The best kind of horror comes not from monsters or ghosts, but from other human beings. "Cape Fear," "Heavenly Creatures," and other such movies are brilliant examples of this.
But one of the most compelling examples is "Night of the Hunter," a haunting movie that slowly descends into an exquisitely-filmed, brilliantly-acted nightmare about a malign preacher and the two children who are trying to escape. Like an old fairy tale, it's full of terror, magic, beauty and darkness.
Murderous preacher Harry Powell (Robert Mitchum) is arrested for car theft, since the police don't know that his hatred of women has led him to repeated murder. He shares a prison cell with bank robber Ben Harper (Peter Graves), who stole ten thousand dollars. Powell tries to coax the location of the money from Harper, but the thief takes it to his grave. Only his son John (Billy Chapin) knows its location.

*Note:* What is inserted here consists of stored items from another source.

PR #744, opened 2024-11-07
Add test for the order in which OTKs are issued

richvdh:
Per MSC4225, they should be issued in the same order they were uploaded.

### DIFF
--- a/tests/csapi/upload_keys_test.go
+++ b/tests/csapi/upload_keys_test.go
@@ -5,6 +5,7 @@ import (
 	"net/http"
 	"strings"
 	"testing"
+	"time"
 
 	"github.com/tidwall/gjson"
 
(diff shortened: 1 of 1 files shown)


tests/csapi/upload_keys_test.go
anoadragon453, line 1: As MSC4225 is not accepted yet, this test should be in a separate file with an [MSC build tag](https://github.com/matrix-org/complement?tab=readme-ov-file#build-tags) to prevent it from being run on homeservers that haven't yet implemented support for this MSC.

anoadragon453 (changes requested):
The code LGTM, just one small query.

tests/csapi/upload_keys_test.go
richvdh: can we just wait for MSC4225 to land?

tests/csapi/upload_keys_test.go
```diff
@@ -174,6 +175,45 @@ func TestUploadKey(t *testing.T) {
...
+	defer deployment.Destroy(t)
+	alice := deployment.Register(t, "hs1", helpers.RegistrationOpts{})
+	_, oneTimeKeys := alice.MustGenerateOneTimeKeys(t, 2)
+
+	// first upload key 1, sleep a bit, then upload key 0.
+	otk1 := map[string]interface{}{"signed_curve25519:1": oneTimeKeys["signed_curve25519:1"]}
+	alice.MustDo(t, "POST", []string{"_matrix", "client", "v3", "keys", "upload"},
+		client.WithJSONBody(t, map[string]interface{}{"one_time_keys": otk1}))
+
+	time.Sleep(1 * time.Second)
```
kegsay, line 190: Why do we need to sleep a bit? We process OTKs asyncly in synapse?

kegsay (approved):
MSC landed so shipit

tests/csapi/upload_keys_test.go
richvdh: oh, this was to make sure there was a difference in timestamp between the two upload requests. I should probably comment to that effect.


```suggestion
    // Ensure that there is a difference in timestamp between the two upload requests.
	time.Sleep(1 * time.Second)
```

PR #747, opened 2024-11-19
Skip tests requiring unauthenticated media on Synapse

reivilibre:
These will be expected to fail when Synapse enforces authenticated media by default in
https://github.com/element-hq/synapse/pull/17889

### Pull Request Checklist

Signed-off-by: Olivier 'reivilibre' <oliverw@element.io>

### DIFF
--- a/tests/media_filename_test.go
+++ b/tests/media_filename_test.go
@@ -41,6 +41,7 @@ func TestMediaFilenames(t *testing.T) {
 				var filename = filename
 
 				t.Run(fmt.Sprintf("Can download file '%s'", filename), func(t *testing.T) {
+					runtime.SkipIf(t, runtime.Synapse)
 					t.Parallel()
 
 					mxcUri := alice.UploadContent(t, data.MatrixPng, filename, "image/png")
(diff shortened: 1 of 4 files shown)


tests/media_filename_test.go
```diff
@@ -41,6 +41,7 @@ func TestMediaFilenames(t *testing.T) {
 				var filename = filename
 
 				t.Run(fmt.Sprintf("Can download file '%s'", filename), func(t *testing.T) {
+					runtime.SkipIf(t, runtime.Synapse)
```
erikjohnston, line 44: I feel like we would want to keep these tests but change them to use authentication?

I think I'd prefer to disable authenticated media when testing with complement rather than not test these paths?

reivilibre: These tests already exist with authentication, see e.g. L56 for this one

erikjohnston: Ah right, fair enough

erikjohnston: Can you add a comment or something like "Synapse doesn't support unauthenticated media anymore"?

erikjohnston (approved):

PR #749, opened 2024-11-21
Test for passing through `unsigned` data in `/keys/query`

richvdh:
We'd like a mechanism by which a client can add "unsigned" data to their device keys, and have it be accessible by other clients involved in E2EE discussions.

An MSC for this behaviour is pending, but will be matrix-org/matrix-spec-proposals#4229.

This PR adds a test for that functionality. It tests functionality added in https://github.com/element-hq/synapse/pull/17951.

Part of element-hq/element-meta#2467.

### DIFF
--- a/.github/workflows/ci.yaml
+++ b/.github/workflows/ci.yaml
@@ -42,9 +42,9 @@ jobs:
           - homeserver: Synapse
             repo: element-hq/synapse
             tags: synapse_blacklist
-            packages: |-
-              ./tests/msc3874
-              ./tests/msc3902
+            packages: \
+              ./tests/msc3874 \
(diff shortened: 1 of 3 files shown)


S7evinK:
Note that this newly added test was not executed, as it is missing in the `packages` variable in [CI](https://github.com/matrix-org/complement/blob/9e9f6d36b105a6aa37491a3b43ba6d0ed28feb2c/.github/workflows/ci.yaml#L45)

richvdh:
sooo, we're putting this work (https://github.com/element-hq/element-meta/issues/2467) on indefinite hold; I'm therefore closing this PR. If we come back to it, we'll reopen.

PR #750, opened 2024-12-17
Support functional options in TestMain

kegsay:
Rather than having `TestMainWithCleanup` and `TestMain`, use functional options. Add support for a custom deployment mechanism at the same time.

This is a breaking change for users who use `TestMainWithCleanup(m, namespace, cleanupFn)` who now need to do `TestMain(m, namespace, complement.WithCleanup(cleanupFn))`.

### DIFF
--- a/test_main.go
+++ b/test_main.go
@@ -16,7 +16,7 @@ var (
 
 type complementOpts struct {
 	cleanup          func()
-	customDeplyoment func(numServers int) Deployment
+	customDeployment func(numServers int) Deployment
 }
 type opt func(*complementOpts)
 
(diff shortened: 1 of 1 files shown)


anoadragon453 (approved):
The code changes look good to me, though I'd like to see an implementation first (public or private) before merging.

test_main.go
```diff
@@ -9,7 +9,33 @@ import (
...
 
-var testPackage *TestPackage
+var (
+	testPackage    *TestPackage
+	customDeployer func(numServers int) Deployment
+)
+
+type complementOpts struct {
+	cleanup          func()
+	customDeplyoment func(numServers int) Deployment
```
S7evinK, line 19: Minor typo:
```suggestion
	customDeployment func(numServers int) Deployment
```

kegsay: Fixed, thanks!

gaelgatelement:
Can we merge this now ? I've tested it successfully.

anoadragon453:
I've checked the private implementation and it looks to work. Thanks!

Upon his release, Powell arrives in Harper's town, claiming that he wants to "bring this small comfort to [Ben's] loved ones." Everyone is taken in by him, including his new wife -- Ben's gullible widow, Willa (Shelley Winters). When she vanishes, John and his little sister Pearl (Sally Jane Bruce) must escape their evil stepfather -- even though he's determined to hunt them down and find the money.
When it was first released, "Night of the Hunter" flopped completely. Not very surprising -- the 1950s audiences weren't ready for the unconventional villains, rich symbolism, or the fact that an actor had dared to stray into a director's chair. Fortunately, it lived on as a cult film, and is now regarded as a classic.
It's especially sad that Laughton never directed again, because this is simply astonishing. It feels like a fairy tale, with Powell as the wicked witch, and the children as the protected innocents who are helped by a "fairy godmother." Laughton also loads it down with sexual and religious symbolism -- the LOVE and HATE tattoos, the switchblade, the eerie sacrifice scene.
Best of all is the cinematography. Beauty and horror are inextricably tied together: the dead Willa with "her hair waving soft and lazy like meadow grass under flood water," or the little river animals watching the children escape under a starlit sky. But there are also moments of pure terror, such as the preacher's shadow falling over the kids, or calling out as they're hiding, "I'm out of patience, children. I'm coming to find you now..."
Robert Mitchum played another evil stalker several years later in the superb "Cape Fear," but this performance is even better. His Powell is a seething mass of murderous fervour and sexual hatred -- his intense eyes are enough to give you goosebumps.
He's also backed by some excellent performances -- Chapin is amazing as the little boy determined to obey his father and somehow stop Powell. Bruce and Winters turn in some solid performances, and veteran Lillian Gish has a good supporting role as the kindly Rachel.
As chilling and compelling as when it was first released, "Night of the Hunter" is a vibrant, primal experience, and nobody has quite come close to what it portrays.